The 2012 Nuits Saint Georges 1er Cru Les Pruliers comes from a 0.26-hectare parcel of 80+-year old vines. It has a very open and generous bouquet with gorgeous ripe red cherries mixed with raspberry preserve and rose petals. The palate is medium-bodied with fine tannins, great focus and admirable tension on the finish. This is a delicious, well-crafted, self-effacingly complex wine. Superb.
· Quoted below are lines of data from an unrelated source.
PR #804, opened 2026-03-15
control-center: close with escape

kotarac:
The new control-center is great, kudos again!

In case you wouldn't object to something like this, here's a PR and a couple of observations below.

`Esc` seemed to make most sense as I consider control-center a transient window that should be easy to close.
Considered `q`, `alt+f4`, `ctrl+w`, but preferred `Esc`.

`had_focus_prev_frame` and `had_popup_open_prev_frame` are to prevent `Esc` closing the control-center when a `TextEdit` is focused or a `ComboBox` has a selection popup open.
Widgets don't `consume_key` when clearing focus on `Esc` and I haven't found a more elegant way to solve this than passing information between frames.

### DIFF
--- a/src/control_center.rs
+++ b/src/control_center.rs
@@ -108,6 +108,8 @@ struct ControlCenterInner {
     window: Rc<EggWindow>,
     pane_ids: PaneIds,
     interests: Rc<Interests>,
+    had_focus_prev_frame: NumCell<bool>,
+    had_popup_open_prev_frame: NumCell<bool>,
 }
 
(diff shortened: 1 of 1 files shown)


mahkoh:
Are you using the control center primarily with the keyboard?

kotarac:
> If you're using it primarily with the mouse, then there is a close button in the top left that closes the window.
> 
> I'm hesitant to commit to escape closing the window.

That's totally ok! Will close this one.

Having tasted with his wife Ghislaine Barthod in the morning, I returned to the same address in the afternoon to see Louis Boillot. The domaine was established in 2002 when his father split the family domaine, Louis Boillot & Fils, between Louis and his brother Pierre. Henri Boillot is their cousin. It is an interesting set up: half the cellar reserved for Ghislaine’s wines and the other for her husband’s and whilst I have a great deal of experience with the former, I was less acquainted with Boillot’s. However I am glad that I did the time to sample through an impressive portfolio that were generally balanced, refined and skilfully expressed their terroir. In common with so many other producers, the affects of poor flowering, coulure and millerandage reduced yields. His Volnay Caillerets was reduced down to just half a barrel and in the case of his Pommard Village, down to a negligible three crates of grapes that were blended into the Bourgogne Rouge. Louis also rued the fact that the decreased total number of barrels meant that the ratio of new oak is a little higher than he might have liked, and therefore after vinifying in new oak he often transferred his wines into used oak after malo-lactic fermentations. Generally, this strategy worked and most of his 2012 did not exhibit excessive levels of wood. I would zone in on Louis’s exquisite Volnay wines that seemed to put the traumas of the growing season behind them, whilst the Nuits Saint Georges is exemplary.
Importer: Sussex Wine and Rare Wine Company (CA) and several importers in the UK including Lay & Wheeler, Raeburn Fine Wine, Averys and Berry Brothers.